• PROBLEM REQUIREMENTS: Show, in full, each line of the data that contains "been".

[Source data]
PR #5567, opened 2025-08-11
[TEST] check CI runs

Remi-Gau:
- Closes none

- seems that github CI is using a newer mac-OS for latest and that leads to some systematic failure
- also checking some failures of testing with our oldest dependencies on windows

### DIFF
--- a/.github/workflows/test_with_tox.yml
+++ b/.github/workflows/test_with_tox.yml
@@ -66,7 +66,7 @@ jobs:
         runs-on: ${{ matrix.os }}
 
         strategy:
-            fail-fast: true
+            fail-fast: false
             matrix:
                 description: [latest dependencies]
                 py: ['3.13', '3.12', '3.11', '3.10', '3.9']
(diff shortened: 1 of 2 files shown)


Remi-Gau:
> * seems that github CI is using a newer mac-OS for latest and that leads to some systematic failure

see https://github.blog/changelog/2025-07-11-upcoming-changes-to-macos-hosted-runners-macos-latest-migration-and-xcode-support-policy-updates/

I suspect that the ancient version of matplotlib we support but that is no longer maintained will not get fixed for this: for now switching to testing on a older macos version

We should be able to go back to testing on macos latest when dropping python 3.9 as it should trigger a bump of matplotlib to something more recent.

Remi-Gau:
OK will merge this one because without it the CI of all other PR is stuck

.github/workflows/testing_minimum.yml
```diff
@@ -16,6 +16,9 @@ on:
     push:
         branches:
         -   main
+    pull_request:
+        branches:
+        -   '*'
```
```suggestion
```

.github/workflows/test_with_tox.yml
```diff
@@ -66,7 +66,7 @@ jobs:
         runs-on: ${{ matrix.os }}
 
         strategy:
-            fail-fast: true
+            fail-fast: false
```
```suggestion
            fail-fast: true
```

* * *

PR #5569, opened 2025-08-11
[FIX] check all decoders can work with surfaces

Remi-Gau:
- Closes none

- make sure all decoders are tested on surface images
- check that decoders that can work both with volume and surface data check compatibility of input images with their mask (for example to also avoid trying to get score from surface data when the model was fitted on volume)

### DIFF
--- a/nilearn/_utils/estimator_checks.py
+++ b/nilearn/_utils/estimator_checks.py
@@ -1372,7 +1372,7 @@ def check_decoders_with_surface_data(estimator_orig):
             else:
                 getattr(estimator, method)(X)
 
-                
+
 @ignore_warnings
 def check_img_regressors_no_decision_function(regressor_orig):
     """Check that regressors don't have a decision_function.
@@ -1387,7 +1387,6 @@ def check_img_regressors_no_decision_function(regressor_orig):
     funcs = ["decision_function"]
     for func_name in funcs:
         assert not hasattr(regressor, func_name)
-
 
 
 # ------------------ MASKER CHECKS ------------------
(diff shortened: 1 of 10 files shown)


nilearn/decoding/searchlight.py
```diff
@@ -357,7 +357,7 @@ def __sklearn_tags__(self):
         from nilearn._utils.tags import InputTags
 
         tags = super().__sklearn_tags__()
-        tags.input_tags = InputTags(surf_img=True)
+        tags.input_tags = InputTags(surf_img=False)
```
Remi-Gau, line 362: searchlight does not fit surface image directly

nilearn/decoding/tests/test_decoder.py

---

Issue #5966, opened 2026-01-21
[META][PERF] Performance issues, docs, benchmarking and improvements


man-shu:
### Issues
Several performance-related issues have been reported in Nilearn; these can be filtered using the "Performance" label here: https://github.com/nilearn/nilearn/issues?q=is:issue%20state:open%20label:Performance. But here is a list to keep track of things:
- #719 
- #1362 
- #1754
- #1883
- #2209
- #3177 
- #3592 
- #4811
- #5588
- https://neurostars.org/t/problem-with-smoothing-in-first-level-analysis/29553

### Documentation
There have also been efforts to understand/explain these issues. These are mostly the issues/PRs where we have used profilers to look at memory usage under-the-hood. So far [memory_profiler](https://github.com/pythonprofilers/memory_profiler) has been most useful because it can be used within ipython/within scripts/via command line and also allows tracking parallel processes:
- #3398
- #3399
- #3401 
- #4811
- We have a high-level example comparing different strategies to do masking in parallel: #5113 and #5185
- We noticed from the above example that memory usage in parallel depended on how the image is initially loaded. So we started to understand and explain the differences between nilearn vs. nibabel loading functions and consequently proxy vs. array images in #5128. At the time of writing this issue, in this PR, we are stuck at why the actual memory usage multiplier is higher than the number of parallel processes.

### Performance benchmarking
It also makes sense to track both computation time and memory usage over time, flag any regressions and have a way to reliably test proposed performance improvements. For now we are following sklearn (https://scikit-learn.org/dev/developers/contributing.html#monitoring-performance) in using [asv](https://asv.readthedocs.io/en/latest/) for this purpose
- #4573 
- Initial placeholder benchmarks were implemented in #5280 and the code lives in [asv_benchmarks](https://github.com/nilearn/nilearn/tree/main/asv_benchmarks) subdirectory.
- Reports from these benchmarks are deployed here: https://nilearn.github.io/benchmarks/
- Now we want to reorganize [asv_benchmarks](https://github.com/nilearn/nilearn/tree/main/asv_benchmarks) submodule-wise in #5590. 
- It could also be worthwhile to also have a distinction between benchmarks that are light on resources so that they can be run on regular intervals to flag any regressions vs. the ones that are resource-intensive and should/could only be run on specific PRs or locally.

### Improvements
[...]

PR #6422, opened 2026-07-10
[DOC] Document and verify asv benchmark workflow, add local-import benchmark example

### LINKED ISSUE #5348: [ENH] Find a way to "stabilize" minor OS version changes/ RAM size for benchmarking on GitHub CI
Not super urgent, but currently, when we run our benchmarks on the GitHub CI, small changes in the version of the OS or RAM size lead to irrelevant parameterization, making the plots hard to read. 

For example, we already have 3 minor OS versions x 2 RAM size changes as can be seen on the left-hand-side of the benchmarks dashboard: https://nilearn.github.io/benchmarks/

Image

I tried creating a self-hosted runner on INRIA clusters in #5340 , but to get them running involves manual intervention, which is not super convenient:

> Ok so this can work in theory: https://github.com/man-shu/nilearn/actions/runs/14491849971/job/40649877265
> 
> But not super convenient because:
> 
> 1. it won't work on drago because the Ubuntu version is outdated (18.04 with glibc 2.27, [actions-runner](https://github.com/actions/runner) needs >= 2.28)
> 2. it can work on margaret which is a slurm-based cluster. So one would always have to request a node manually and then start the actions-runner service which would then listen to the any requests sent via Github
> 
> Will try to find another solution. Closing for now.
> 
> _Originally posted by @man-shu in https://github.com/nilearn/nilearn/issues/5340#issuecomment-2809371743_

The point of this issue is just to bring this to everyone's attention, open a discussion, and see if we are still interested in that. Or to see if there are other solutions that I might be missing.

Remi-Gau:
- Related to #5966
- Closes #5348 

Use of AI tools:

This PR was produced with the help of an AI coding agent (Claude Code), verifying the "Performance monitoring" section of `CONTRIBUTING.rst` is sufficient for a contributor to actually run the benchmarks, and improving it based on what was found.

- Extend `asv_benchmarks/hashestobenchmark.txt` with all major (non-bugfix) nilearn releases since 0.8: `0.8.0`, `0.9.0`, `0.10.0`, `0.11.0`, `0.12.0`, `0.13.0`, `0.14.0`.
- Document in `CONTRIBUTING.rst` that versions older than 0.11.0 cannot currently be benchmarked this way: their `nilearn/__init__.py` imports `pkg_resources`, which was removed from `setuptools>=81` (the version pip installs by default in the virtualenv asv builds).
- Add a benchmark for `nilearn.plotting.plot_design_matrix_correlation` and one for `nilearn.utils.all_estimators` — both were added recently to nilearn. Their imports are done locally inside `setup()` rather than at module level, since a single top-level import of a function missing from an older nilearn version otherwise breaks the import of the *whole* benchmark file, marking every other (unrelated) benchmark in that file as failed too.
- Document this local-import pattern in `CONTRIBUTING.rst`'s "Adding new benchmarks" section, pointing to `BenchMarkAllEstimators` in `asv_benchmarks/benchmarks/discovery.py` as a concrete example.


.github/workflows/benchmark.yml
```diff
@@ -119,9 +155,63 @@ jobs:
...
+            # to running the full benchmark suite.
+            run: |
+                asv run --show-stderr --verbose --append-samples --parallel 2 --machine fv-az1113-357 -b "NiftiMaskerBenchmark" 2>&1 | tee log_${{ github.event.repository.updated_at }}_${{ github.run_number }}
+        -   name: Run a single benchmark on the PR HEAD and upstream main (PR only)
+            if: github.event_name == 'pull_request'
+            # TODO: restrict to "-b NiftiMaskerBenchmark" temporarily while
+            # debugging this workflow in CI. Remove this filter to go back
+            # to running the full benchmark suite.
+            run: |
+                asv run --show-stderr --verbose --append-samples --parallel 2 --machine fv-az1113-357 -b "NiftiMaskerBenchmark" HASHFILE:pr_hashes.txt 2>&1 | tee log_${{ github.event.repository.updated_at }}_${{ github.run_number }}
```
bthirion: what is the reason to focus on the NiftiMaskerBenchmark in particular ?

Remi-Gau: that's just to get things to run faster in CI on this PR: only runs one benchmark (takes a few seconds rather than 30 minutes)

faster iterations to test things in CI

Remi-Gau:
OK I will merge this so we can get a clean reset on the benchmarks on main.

• WRITTEN RESPONSE:
Several performance-related issues have been reported in Nilearn; these can be filtered using the "Performance" label here: https://github.com/nilearn/nilearn/issues?q=is:issue%20state:open%20label:Performance. But here is a list to keep track of things:
There have also been efforts to understand/explain these issues. These are mostly the issues/PRs where we have used profilers to look at memory usage under-the-hood. So far [memory_profiler](https://github.com/pythonprofilers/memory_profiler) has been most useful because it can be used within ipython/within scripts/via command line and also allows tracking parallel processes:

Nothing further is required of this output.